(Task)
In the listing below, find every line containing "used" and copy it out.

- - - - - - -

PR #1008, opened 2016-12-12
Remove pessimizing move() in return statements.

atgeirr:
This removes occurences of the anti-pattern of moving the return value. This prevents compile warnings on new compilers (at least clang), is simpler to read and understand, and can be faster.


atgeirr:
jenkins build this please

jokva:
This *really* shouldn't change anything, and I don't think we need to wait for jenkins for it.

- - - - - - -

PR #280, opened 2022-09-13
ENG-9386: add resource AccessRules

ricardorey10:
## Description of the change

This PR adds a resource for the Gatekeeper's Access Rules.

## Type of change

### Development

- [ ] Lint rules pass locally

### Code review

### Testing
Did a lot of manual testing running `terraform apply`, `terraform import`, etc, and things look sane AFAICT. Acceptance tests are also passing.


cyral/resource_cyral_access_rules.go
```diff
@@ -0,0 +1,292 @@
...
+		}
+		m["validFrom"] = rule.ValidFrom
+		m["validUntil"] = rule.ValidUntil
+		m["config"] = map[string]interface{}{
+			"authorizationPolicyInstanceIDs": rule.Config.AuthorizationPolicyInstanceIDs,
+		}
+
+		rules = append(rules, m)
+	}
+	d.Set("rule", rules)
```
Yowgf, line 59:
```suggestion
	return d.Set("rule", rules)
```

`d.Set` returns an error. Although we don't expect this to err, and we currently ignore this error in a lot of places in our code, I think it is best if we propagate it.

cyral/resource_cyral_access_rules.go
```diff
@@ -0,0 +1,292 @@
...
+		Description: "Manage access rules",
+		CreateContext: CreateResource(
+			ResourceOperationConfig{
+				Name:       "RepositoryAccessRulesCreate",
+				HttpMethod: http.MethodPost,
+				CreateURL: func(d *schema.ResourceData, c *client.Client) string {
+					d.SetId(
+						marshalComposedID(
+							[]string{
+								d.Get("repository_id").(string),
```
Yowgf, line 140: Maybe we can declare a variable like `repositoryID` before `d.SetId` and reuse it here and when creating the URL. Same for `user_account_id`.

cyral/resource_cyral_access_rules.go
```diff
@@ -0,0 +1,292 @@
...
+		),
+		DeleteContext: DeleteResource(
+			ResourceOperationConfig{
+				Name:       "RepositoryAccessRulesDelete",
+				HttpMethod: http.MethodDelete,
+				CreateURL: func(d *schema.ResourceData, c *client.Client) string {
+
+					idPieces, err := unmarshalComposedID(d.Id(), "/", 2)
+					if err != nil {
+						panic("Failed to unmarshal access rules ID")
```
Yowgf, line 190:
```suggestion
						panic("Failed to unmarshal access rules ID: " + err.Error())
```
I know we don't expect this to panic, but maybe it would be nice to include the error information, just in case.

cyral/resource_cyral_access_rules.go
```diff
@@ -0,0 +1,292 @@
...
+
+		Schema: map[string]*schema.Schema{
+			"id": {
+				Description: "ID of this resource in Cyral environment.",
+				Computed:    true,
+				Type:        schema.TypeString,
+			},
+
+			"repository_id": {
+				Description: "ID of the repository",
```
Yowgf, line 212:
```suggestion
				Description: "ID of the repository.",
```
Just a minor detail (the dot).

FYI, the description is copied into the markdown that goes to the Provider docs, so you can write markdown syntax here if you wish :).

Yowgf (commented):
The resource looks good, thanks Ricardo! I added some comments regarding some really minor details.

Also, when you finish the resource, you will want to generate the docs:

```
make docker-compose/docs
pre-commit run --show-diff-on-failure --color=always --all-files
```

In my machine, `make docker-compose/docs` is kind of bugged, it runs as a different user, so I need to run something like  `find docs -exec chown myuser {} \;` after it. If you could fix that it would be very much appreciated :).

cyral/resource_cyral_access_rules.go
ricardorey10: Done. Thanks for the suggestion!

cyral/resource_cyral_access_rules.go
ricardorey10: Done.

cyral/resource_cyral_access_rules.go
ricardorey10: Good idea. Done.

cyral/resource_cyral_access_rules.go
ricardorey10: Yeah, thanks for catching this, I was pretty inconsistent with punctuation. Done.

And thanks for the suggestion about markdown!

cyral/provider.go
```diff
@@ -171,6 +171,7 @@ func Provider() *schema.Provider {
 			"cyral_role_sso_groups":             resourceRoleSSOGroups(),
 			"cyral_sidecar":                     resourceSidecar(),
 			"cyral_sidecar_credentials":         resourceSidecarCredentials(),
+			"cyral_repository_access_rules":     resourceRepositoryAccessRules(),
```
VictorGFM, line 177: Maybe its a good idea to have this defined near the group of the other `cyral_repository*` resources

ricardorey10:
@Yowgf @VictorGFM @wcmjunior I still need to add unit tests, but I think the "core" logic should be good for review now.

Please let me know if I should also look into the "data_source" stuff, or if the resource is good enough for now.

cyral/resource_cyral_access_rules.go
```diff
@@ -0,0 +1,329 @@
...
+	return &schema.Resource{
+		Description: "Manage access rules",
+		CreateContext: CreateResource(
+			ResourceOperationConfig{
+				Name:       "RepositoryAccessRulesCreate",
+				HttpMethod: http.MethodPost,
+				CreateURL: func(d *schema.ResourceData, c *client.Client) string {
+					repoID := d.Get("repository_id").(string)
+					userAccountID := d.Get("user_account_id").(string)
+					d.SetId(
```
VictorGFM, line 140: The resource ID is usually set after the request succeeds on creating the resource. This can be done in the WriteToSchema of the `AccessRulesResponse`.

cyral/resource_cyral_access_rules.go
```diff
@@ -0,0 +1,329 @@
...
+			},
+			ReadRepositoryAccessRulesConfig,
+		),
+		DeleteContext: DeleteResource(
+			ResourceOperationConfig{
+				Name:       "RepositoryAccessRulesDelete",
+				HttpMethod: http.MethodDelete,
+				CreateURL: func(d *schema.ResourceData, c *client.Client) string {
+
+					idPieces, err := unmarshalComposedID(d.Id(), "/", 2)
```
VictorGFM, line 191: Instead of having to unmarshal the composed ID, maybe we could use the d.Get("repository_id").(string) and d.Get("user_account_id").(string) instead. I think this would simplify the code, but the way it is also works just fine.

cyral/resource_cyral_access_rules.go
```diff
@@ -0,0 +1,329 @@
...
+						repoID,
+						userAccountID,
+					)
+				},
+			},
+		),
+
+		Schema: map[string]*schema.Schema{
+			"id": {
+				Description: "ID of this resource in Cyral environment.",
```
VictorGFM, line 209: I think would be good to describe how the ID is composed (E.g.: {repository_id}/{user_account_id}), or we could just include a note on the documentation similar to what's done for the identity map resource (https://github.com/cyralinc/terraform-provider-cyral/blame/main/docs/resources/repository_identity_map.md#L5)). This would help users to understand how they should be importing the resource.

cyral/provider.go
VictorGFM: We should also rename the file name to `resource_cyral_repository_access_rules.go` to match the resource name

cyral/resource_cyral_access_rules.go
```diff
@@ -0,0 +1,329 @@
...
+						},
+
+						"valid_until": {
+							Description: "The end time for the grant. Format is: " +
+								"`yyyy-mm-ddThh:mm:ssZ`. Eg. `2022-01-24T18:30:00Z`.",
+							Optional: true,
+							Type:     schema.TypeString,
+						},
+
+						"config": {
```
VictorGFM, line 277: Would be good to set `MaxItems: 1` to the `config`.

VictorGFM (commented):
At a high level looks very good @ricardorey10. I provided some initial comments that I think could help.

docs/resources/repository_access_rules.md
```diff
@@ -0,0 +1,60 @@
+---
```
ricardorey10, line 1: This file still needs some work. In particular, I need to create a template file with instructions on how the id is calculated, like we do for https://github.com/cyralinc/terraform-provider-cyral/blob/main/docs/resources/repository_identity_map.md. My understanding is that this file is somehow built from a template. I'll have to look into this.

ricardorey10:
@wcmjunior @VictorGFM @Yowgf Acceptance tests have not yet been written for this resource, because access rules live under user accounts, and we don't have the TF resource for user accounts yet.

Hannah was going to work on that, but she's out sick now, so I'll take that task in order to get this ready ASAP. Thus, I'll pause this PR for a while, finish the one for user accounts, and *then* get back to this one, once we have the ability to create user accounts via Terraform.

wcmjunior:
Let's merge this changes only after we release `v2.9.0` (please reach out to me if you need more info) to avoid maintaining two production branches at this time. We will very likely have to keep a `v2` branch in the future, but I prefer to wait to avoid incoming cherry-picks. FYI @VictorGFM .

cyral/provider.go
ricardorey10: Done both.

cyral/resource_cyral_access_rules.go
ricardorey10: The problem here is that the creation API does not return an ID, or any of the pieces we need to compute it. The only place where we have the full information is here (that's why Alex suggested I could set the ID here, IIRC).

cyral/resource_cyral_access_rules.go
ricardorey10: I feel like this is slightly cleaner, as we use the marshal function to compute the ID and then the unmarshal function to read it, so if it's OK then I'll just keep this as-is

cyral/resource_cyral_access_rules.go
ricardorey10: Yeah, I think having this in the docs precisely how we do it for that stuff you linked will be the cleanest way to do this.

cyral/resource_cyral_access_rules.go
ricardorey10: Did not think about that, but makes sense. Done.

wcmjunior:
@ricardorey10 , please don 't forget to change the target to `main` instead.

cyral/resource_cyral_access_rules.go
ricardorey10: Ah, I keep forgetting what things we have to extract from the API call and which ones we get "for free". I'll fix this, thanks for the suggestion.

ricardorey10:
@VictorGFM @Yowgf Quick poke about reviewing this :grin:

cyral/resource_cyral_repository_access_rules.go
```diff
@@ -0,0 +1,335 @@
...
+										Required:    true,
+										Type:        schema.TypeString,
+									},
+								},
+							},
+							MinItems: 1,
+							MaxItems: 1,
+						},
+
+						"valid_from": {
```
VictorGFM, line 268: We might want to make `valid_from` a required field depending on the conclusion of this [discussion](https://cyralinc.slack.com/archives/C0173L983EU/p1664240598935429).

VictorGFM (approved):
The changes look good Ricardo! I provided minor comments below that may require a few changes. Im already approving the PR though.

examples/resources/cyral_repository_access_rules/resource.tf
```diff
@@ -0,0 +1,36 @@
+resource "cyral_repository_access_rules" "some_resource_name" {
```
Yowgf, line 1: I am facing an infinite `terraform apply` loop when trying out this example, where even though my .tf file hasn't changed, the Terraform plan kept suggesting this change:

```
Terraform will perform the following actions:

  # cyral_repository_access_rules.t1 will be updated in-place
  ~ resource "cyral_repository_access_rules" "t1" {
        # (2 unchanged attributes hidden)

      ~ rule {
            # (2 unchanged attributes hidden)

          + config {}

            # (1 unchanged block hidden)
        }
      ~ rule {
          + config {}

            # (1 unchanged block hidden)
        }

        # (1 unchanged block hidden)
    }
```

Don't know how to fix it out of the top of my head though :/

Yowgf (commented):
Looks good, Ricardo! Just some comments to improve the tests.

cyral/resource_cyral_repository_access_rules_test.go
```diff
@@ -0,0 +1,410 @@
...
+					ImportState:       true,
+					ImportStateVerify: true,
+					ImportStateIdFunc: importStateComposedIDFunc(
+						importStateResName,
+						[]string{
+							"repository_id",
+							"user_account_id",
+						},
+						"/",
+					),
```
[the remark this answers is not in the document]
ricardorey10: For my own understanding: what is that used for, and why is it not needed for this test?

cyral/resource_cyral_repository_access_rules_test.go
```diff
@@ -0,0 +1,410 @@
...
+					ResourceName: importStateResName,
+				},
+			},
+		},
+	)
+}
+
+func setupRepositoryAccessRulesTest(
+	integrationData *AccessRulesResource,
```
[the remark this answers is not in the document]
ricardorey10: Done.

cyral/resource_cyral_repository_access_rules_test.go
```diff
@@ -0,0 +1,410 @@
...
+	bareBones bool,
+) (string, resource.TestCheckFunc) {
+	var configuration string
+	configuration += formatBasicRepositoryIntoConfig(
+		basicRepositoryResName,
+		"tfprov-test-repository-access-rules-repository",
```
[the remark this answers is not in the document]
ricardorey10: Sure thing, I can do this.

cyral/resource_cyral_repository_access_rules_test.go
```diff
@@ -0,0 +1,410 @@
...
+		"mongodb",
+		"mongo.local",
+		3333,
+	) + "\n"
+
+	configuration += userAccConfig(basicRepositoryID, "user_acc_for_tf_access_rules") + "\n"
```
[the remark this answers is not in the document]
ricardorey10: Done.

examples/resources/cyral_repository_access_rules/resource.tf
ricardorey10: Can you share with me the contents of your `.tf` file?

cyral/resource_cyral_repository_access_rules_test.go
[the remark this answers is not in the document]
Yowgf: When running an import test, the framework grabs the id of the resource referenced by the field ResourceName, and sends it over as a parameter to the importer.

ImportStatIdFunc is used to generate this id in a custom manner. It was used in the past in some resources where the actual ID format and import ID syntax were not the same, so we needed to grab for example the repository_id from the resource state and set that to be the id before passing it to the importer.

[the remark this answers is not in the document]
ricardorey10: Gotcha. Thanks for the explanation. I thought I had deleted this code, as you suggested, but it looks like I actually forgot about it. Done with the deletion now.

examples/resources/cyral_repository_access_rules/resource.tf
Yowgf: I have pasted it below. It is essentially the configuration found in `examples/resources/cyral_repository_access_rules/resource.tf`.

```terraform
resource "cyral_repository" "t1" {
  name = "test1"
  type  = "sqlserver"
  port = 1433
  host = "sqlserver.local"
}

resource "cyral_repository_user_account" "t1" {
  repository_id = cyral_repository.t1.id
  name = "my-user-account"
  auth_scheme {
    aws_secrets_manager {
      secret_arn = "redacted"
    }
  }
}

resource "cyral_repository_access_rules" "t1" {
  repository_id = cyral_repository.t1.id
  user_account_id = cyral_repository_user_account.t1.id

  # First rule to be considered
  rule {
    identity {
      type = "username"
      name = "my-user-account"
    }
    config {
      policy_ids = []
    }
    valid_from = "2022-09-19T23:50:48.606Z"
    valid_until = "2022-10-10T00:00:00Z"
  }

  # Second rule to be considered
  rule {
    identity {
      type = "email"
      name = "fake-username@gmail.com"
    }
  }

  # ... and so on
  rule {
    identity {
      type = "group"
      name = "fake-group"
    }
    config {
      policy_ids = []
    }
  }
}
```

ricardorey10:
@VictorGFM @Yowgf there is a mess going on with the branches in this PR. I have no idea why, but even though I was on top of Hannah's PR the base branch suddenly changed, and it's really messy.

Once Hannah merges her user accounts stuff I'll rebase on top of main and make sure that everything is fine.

- - - - - - -

(Your response)
ricardorey10: For my own understanding: what is that used for, and why is it not needed for this test?
ImportStatIdFunc is used to generate this id in a custom manner. It was used in the past in some resources where the actual ID format and import ID syntax were not the same, so we needed to grab for example the repository_id from the resource state and set that to be the id before passing it to the importer.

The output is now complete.